I have one small pastel colored tattoo, in an area that could only be seen when I wore my french cut bikini, back in the day.  I still love it and so does hubby, it never has been exposed to the sun but for a couple of Hawaiian vacations.  Pale colored flower with clouds and rainbow.  Happy I got it, only one I have.  Hubby doesn't have any.  I think the people on that page, that go overboard like that, have some deep-seated issues.  I've never personally known anyone like that, so I can't really judge...just going by what I see.


----------



## QuickSilver (Jan 30, 2015)

I have a tiny Blue Bird holding a rose in its beak.... It's about the size of a quarter and it's on my left ankle..   Some people say it looks like a marijuana leaf at first glance.   lol!


----------



## SifuPhil (Jan 30, 2015)

I hope none of those folk ever get into a bar fight - too many rings/buttons/knobs to rip out! 

They're a bit extreme, granted, but hey, it's their body. 

I feel the same about the Care Bear I have on my left buttock ...


----------



## jujube (Jan 30, 2015)

I have a lovely tattoo that has never seen direct sunlight.  At my age, I plan on keeping it that way.


----------



## SeaBreeze (Jan 30, 2015)

SifuPhil said:


> I feel the same about the Care Bear I have on my left buttock ...



TMI Phil!


----------



## Debby (Jan 31, 2015)

AZ Jim said:


> I have no tats.  I see otherwise nice looking people ruin (my opinion) their appearance with some of the now popular tattoos and piercings.  I can't help wondering how they'll feel when they become older.  Also, who employes these (again, my opinion) freaks?

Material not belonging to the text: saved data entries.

PR #8690, opened 2026-05-28
Fix `on-defined` routes not firing notifications

### LINKED ISSUE #8689: Notification service failed to send `on-defined` pulse events
I'm working with Kyle from Pernosco to switch them over to using notify service routes rather than the full queue exchange.

[This task](https://firefox-ci-tc.services.mozilla.com/tasks/b1MfEBDaSC-fGZYfJNQhSg) defines:
```
notify.pulse.pernosco-v1.on-defined
```

But I was monitoring the notification exchange and no event came in. Events for `on-running` came through just fine. Per the [docs](https://docs.taskcluster.net/docs/reference/core/notify/usage#filters), on-defined is supposed to work.

Eijebong:
Routes like `notify.pulse.foo.on-defined` are supposed to send a message on the `foo` routing key of the notify service pulse exchange when the task gets defined but it was never wired up correctly.

aa326d8218b0477d061d838fe608acc7a8dad973 added the possibility to add `on-defined` but never tested it and missed that a task that got created would have `unscheduled` as its state and not `defined`.

I fixed the problem by matching `defined` as decider to the `unscheduled` state of task. If a task switched to the `unscheduled` state then it just got created.

Fixes #8689

### DIFF
--- a/services/notify/test/handler_test.js
+++ b/services/notify/test/handler_test.js
@@ -67,6 +67,12 @@ helper.secrets.mockSuite(testing.suiteName(), ['aws'], function(mock, skipping) 
     ],
   };
 
+  const definedStatus = {
+    ..._.cloneDeep(baseStatus),
+    state: 'unscheduled',
+    runs: [],
+  };
+
   let monitor;
   suiteSetup('create handler', async function() {
     if (skipping()) {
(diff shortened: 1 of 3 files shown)


services/notify/test/handler_test.js
```diff
@@ -67,6 +67,12 @@ helper.secrets.mockSuite(testing.suiteName(), ['aws'], function(mock, skipping)
     ],
   };
 
+  const definedStatus = {
+    ..._.cloneDeep(baseStatus),
```
lotas, line 71: my new favorite textmoji dropped `..._.`

lotas (approved):
Thanks

PR #8691, opened 2026-05-29
fix(client): use semver range for engines.node in published clients

### LINKED ISSUE #8660: taskcluster-client (npm): engines.node uses exact version instead of semver range since 55.3.3
## Summary

Since `taskcluster-client@55.3.3`, the `engines.node` field in the published npm package uses an exact Node.js version instead of a semver range. This causes `yarn install --frozen-lockfile` to fail with an engine incompatibility error even when the actual code is perfectly compatible with the installed Node.js version.

## Example error

```
error taskcluster-client@55.3.4: The engine "node" is incompatible with this module. Expected version "18.18.0". Got "18.20.8"
error Found incompatible module.
```

## Affected versions

| Version | `engines.node` |
|---------|---------------|
| 55.3.2  | `>=v8.17.0` ✅ |
| 55.3.3  | `18.18.0` ❌ |
| 55.3.4  | `18.18.0` ❌ |
| 56.0.0  | `18.18.0` ❌ |
| 57.0.0  | `18.18.1` ❌ |
| 60.0.0  | `18.19.0` ❌ |
| 80.0.0  | *(empty)* |
| 87.1.3  | `22.17.1` ❌ |

The exact version in the field appears to match the Node.js version used at publish time, suggesting the build/publish tooling is capturing the current Node.js version verbatim rather than writing a `>=` range.

## Impact

Any project using `yarn --frozen-lockfile` (or `npm install --engine-strict`) against a `node:18-alpine` Docker image (which ships Node.js 18.20.8) will fail when `taskcluster-client` resolves to `>=55.3.3`. This is affecting [taskcluster/taskgraph#954](https://github.com/taskcluster/taskgraph/pull/954).

## Expected behaviour

The `engines.node` field should use a semver range like `>=18.18.0` or `^18` so that compatible Node.js versions aren't rejected.

nitishagar:
## What

The `taskcluster-client` and `taskcluster-client-test` npm packages declared `engines.node` as an exact version (e.g. `24.15.0`) rather than a compatible range. This meant that any consumer running a compatible but different patch version of Node.js would see `engine-strict` install failures.

The generator in `node-version.js` now prefixes the version with `>=` when writing `engines.node` into the two published client packages, so any Node.js version at or above the declared minimum is accepted.

The `ui` and `docker-worker` packages retain the exact version because the meta-consistency check asserts `ui.engines.node === root engines.node`.

## Why

Fixes #8660. Consumers such as taskgraph encountered broken `yarn install --frozen-lockfile` when their Node.js patch version differed from the one baked into the client package.

## How verified

- `clients/client/package.json` `engines.node` changed from `24.15.0` → `>=24.15.0`
- `clients/client-test/package.json` `engines.node` changed from `24.15.0` → `>=24.15.0`
- `ui/package.json` and `workers/docker-worker/package.json` remain unchanged at `24.15.0`
- `yarn lint` passes


Eijebong (changes requested):
I wouldn't widen the range that much. We can't even run tests with node 26 right now. If there's a way to say "24 or lower" it's probably better? Although there's an argument for having a lower bound but that'd require testing that in CI too which is a bit overkill for the 2 external users of this.

```
> nvm use 26
*Now using node v26.2.0 (npm v11.13.0)
> yarn test
[@taskcluster/auth]: Process started
[@taskcluster/auth]: file:///home/eijebong/code/taskcluster/node_modules/mocha/node_modules/yargs/yargs:3
[@taskcluster/auth]: const {applyExtends, cjsPlatformShim, Parser, Yargs, processArgv} = require('./build/index.cjs')
[@taskcluster/auth]:                                                                     ^
[@taskcluster/auth]:
[@taskcluster/auth]: ReferenceError: require is not defined in ES module scope, you can use import instead
[@taskcluster/auth]:     at file:///home/eijebong/code/taskcluster/node_modules/mocha/node_modules/yargs/yargs:3:69
[@taskcluster/auth]:     at ModuleJobSync.runSync (node:internal/modules/esm/module_job:543:37)
[@taskcluster/auth]:     at ModuleLoader.importSyncForRequire (node:internal/modules/esm/loader:365:47)
[@taskcluster/auth]:     at loadESMFromCJS (node:internal/modules/cjs/loader:1692:24)
[@taskcluster/auth]:     at Module._compile (node:internal/modules/cjs/loader:1855:5)
[@taskcluster/auth]:     at Object..js (node:internal/modules/cjs/loader:2013:10)
[@taskcluster/auth]:     at Module.load (node:internal/modules/cjs/loader:1596:32)
[@taskcluster/auth]:     at Module._load (node:internal/modules/cjs/loader:1398:12)
[@taskcluster/auth]:     at wrapModuleLoad (node:internal/modules/cjs/loader:255:19)
[@taskcluster/auth]:     at Module.require (node:internal/modules/cjs/loader:1619:12)
[@taskcluster/auth]:
[@taskcluster/auth]: Node.js v26.2.0
[@taskcluster/auth]: Process exited (exit code 1), completed in 0s 139ms
```

PR #8692, opened 2026-05-29
fix(worker-manager): report consistent runningDuration across terminal events

### LINKED ISSUE #8346: `runningDuration` is being reported twice for worker that is being removed and stopping
We use same helper to log worker lifecycle events: https://github.com/taskcluster/taskcluster/blob/0bd9f844f89d79b27814e3a9c23b6af5869311d4/services/worker-manager/src/providers/provider.js#L281-L283 

They both produce different values https://github.com/taskcluster/taskcluster/blob/0bd9f844f89d79b27814e3a9c23b6af5869311d4/services/worker-manager/src/providers/provider.js#L342-L346

example showing RUNNING_DURATION and two different values
```
$  tc-logview query --where "workerId=8799521697670995739" --since 2h                                                                                                                                                                                          
Auto-detected environment: community-tc
Matched types: registration-error-warning, task-claimed, task-reclaimed, worker-removed, worker-requested, worker-running, worker-stopped
Filter: resource.labels.cluster_name="taskcluster-communitytc-v1" AND (jsonPayload.Type="registration-error-warning" OR jsonPayload.Type="task-claimed" OR jsonPayload.Type="task-reclaimed" OR jsonPayload.Type="worker-removed" OR jsonPayload.Type="worker-requested" OR jsonPayload.Type="worker-running" OR jsonPayload.Type="worker-stopped") AND jsonPayload.Fields.workerId=8799521697670995739 AND timestamp>="2026-03-04T10:22:00Z" AND timestamp<="2026-03-04T12:22:00Z"
Time: 2026-03-04T10:22:00Z to 2026-03-04T12:22:00Z
Querying GCP Cloud Logging...

TIMESTAMP             SERVICE         TYPE              PROVIDER_ID                  REASON                               REGISTRATION_DURATION  RUN_ID  RUNNING_DURATION  TASK_ID                 TASK_QUEUE_ID               TERMINATE_AFTER  WORKER_AGE  WORKER_GROUP   WORKER_ID            WORKER_POOL_ID
2026-03-04T12:13:40Z  worker-manager  worker-requested  community-tc-workers-google                                                                                                                                            1772972019805                us-central1-b  8799521697670995739  proj-mozci/compute-smaller
2026-03-04T12:14:29Z  worker-manager  worker-running    community-tc-workers-google                                       49.045                                                                                                                            us-central1-b  8799521697670995739  proj-mozci/compute-smaller
2026-03-04T12:15:59Z  queue           task-claimed                                                                                               0                         PTSz2ZNhRA2R6gf-hB08UA  proj-mozci/compute-smaller                               us-central1-b  8799521697670995739
2026-03-04T12:18:39Z  worker-manager  worker-removed    community-tc-workers-google  workerManager.removeWorker API call                                 250.069                                                                                299.116     us-central1-b  8799521697670995739  proj-mozci/compute-smaller
2026-03-04T12:19:25Z  worker-manager  worker-stopped    community-tc-workers-google                                                                      295.3                                                                                  344.347     us-central1-b  8799521697670995739  proj-mozci/compute-smaller
5 entries
```

We need to make sure that we record metric once to avoid pushing confusing values to metrics, but also be consistent with reporting

nitishagar:
## What

When a worker transitions through both `worker-removed` and `worker-stopped`, the `runningDuration` structured-log field was reported with two different values because each handler captured its own `Date.now()` timestamp, seconds or minutes apart.

This fix introduces a `_ensureStoppedAt` helper on `Provider` that persists `stoppedAt` on the first terminal event if it is not already set. Both terminal handlers now derive `runningDuration` from this persisted value, so the field is identical across both log lines. The static provider's direct log path receives the same fix.

The Prometheus `workerLifetime` metric is unaffected — it was already guarded against double-recording via `_recordWorkerStopped`'s idempotent flag.

## Why

Fixes #8346. The inconsistent values made it impossible to correlate log lines for the same worker and confused operators diagnosing worker lifetime anomalies.

## How verified

- `services/worker-manager` Mocha suite passes including:
  - existing "does not double-record lifetime" test (still green)
  - existing "includes workerAge and runningDuration on workerStopped/workerRemoved" tests
  - new test asserting equal `runningDuration` across both terminal events for the same worker
- `yarn lint` passes
- `git diff` is limited to `provider.js`, `static.js`, `provider_test.js`, and the changelog


lotas (changes requested):
Thanks for digging into this! I think current changes treats a non-bug as a bug. 

`worker-removed` and `worker-stopped` aren't one event logged twice - they're distinct moments (we requested removal vs. the scanner observed the instance gone), and the `workerLifetime` metric is already deduped by the `stoppedAt` guard. 

The only thing that differed was the log `runningDuration`, because each handler computes `now − registeredAt` at a different time - and that gap (often large on Azure, where deprovisioning is slow) is real termination latency. 

Freezing both lines to the first event's `stoppedAt` makes the authoritative terminal event report a stale value just to look consistent. I'd rather flip it: emit anchored, non-overlapping segments from persisted timestamps:
- `registrationDuration` (already have it in worker-registered)
- `runningDuration` (registered->removed)
- and a new `deprovisionDuration` (removed->stopped) - each at the event where it becomes final. 

That removes the inconsistency, needs only a set-once `removedAt` in the existing `providerData` jsonb.

We could add `deprovisionDuration` here: https://github.com/taskcluster/taskcluster/blob/fe314d92315c5ca248e56d34494eac8f42eb7122/services/worker-manager/src/monitor.js#L48-L62

nitishagar:
Reworked per your review feedback. The single-frozen-timestamp approach is gone; this now implements the anchored, non-overlapping duration model.

**Duration model**
- `removedAt` is persisted write-once in `providerData.workerManager` when removal is requested.
- `runningDuration` = `removedAt − registeredAt`, reported on **both** `workerRemoved` and `workerStopped` (anchored at the removal moment, consistent by construction).
- New `deprovisionDuration` = `stoppedAt − removedAt`, reported **only** on `workerStopped` (the authoritative terminal event), where it has a real value. It's omitted from `workerRemoved` because `stoppedAt` doesn't exist yet at remove time.

**Concurrency (the race in the previous `_ensureStoppedAt`)**
The old helper read `stoppedAt` *outside* the update and returned its own local `now`, so two concurrent terminal events could each emit a different "first" timestamp. The new `_ensureRemovedAt` / `_ensureStoppedAt` each run their read-compare-write **inside** the `worker.update` optimistic-concurrency callback (etag-guarded UPDATE + retry on stale) and **re-read the persisted value after the update resolves**. Under concurrent remove + stop, the loser's write is discarded and reloaded, so both callers converge on the winner's timestamp.

Added a dedicated test for this (`concurrent onWorkerRemoved + onWorkerStopped cannot emit different first timestamps`) that loads two independent `Worker` instances of the same row and fires both events via `Promise.all` against the real test Postgres, so the etag/P0004 retry is genuinely exercised.

nitishagar:
Fix for the failing `meta-generate` check: the updated monitor log-type fields in `worker-manager/src/monitor.js` weren't reflected in `generated/references.json` (`runningDuration` description changes, new `deprovisionDuration` field, `workerStopped` version bump 2 → 3). Re-ran `yarn generate` and amended the result into the merge commit. The earlier `client-go` failure looks like a live-integration flake — no Go/API surface is touched by this PR and it passes on the re-run.

nitishagar:
Note: `service-worker-manager` is currently red across PRs with 24 `provider_azure_test.js` "Signature validation error" failures — that's the known fixture expiry tracked in #8933 and predates/unrelated to this change.

nitishagar:
The `service-worker-manager` failures turned out not to be the #8933 flake after all: this branch was still carrying the pre-refresh Azure signature fixtures from its July base, which now fail validation against the current date (verified locally — 24 `provider_azure_test.js` failures on the old tree, 0 on current `main`). Rebased onto current `main` as a single commit (which brings in the refreshed `azure_signature_good.json` + CA certs) and re-amended the `yarn generate` output for `generated/references.json`. Full worker-manager suite now passes locally: 501 passing, 0 failing.

PR #894, opened 2021-09-15
Feature/integration tests: script for interactively running integration tests (for usage on aws)

laestrada:


yantosca (changes requested):
Hi @laestrada, great job with this.  One very minor point, I think the sentence:
```bash
echo "Execution   tests submitted as SLURM job ${EXE_ID}"`
```
can just be changed to "Execution tests finished".   The `$EXE_ID` variable was the SLURM job ID when running on cannon.

Otherwise we can go ahead and merge!

Issue #906, opened 2021-09-21
[BUG/ISSUE] Typo in CloudHet


viral211:
There is a typo in CloudHet in gckpp_Hetrates.F90. The line
https://github.com/geoschem/geos-chem/blob/ba58da4a6e447e47714fe5e7da488d15432a6fdc/KPP/fullchem/gckpp_HetRates.F90#L1282
should be:
      `ff = min( ff, 1.0e30_dp )`

I have run it by Chris Holmes @cdholmes. I think this would change the benchmark output significantly.

yantosca:
Thanks Viral.  Also tagging @msl3v on this.  We can try to get this into 13.3.0 and benchmark.

yantosca:
This has been fixed with commit c6adf4b2f3772caa8d2dedc8acb9990bf03a3016.  Awaiting PR review and merge.

yantosca:
This has now been merged into the 13.3.0 development branch and tagged with 13.3.0-alpha.4.

yantosca:
Hi @viral211 and @cdholmes.  I merged this PR as 13.3.0-alpha.4 but @msulprizio and I noticed that it caused fullchem sims to choke on the 2nd chemistry timestep with a could not integrate error:
```
---> DATE: 2019/07/01  UTC: 00:20  X-HRS:      0.333333
 Forced exit from Rosenbrock due to the following error:
 --> Step size too small: T + 10*H = T or H < Roundoff
 T=   962.73884987080180      and H=   5.0591750291364415E-013
 ### INTEGRATE RETURNED ERROR AT:           57          39          31
 Forced exit from Rosenbrock due to the following error:
 --> Step size too small: T + 10*H = T or H < Roundoff
 T=   966.10882298003025      and H=   5.1668987654245023E-013
 ## INTEGRATE FAILED TWICE !!! 
===============================================================================
GEOS-CHEM ERROR: Integrator error code : -7
STOP at INTEGRATE_KPP
===============================================================================
```

I am wondering if that MIN value is even needed.  In my new hetrates code I now use a SafeDiv function to set the result at 1e30 if the division cannot be done.  So we may be able to get away with this:
```F90
    ! Ratio of volume inside to outside cloud
    ! ff has a range [0,+inf], so cap it at 1e30
    ff = SafeDiv( H%CldFr, H%ClearFr, 1.0e+30_dp )
```

yantosca:
[...]

PR #912, opened 2021-09-24
[PULL REQUEST] Fix typo in CloudHet functions: Use MIN instead of MAX for ff

yantosca:
This is the corresponding PR to bug report #906.

These updates are 1-line fixes (changing MAX to MIN), but we will run "alpha" benchmarks on this update, as it has the potential to cause significant changes in the chemistry output.


msulprizio (approved):
This is a simple enough fix and looks good to me. We will evaluate with an internal 1-month benchmark.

Well my daughter who is thirty has a tattoo that commences around her shoulder and moves down her arm to her elbow.  Two lovely little birds, a couple of little rabbits and an assortment of flowers woven in around them all.  And she works in a doctors office as the office manager.  So there you go, that's who hires people with tattoos.


----------



## flowerchild (Jan 31, 2015)

I don't have any tats, neither does my hubs. My boys decided to get many tats tho.
At the hospital tats have to be covered. I'm not sure if anyone having visible tats get turned away from getting a job or not, but I do know I've seen people covering their tats. I can't say I've seen anyone with unusual piercings either. I think it's written in the dress code as a no-no for having either showing.


----------



## rkunsaw (Jan 31, 2015)

If I was hiring for a business that deals with the public, people with tattoos and piercings wouldn't get a job. They would be okay for factory work unless the piercings might be a danger around machinery. 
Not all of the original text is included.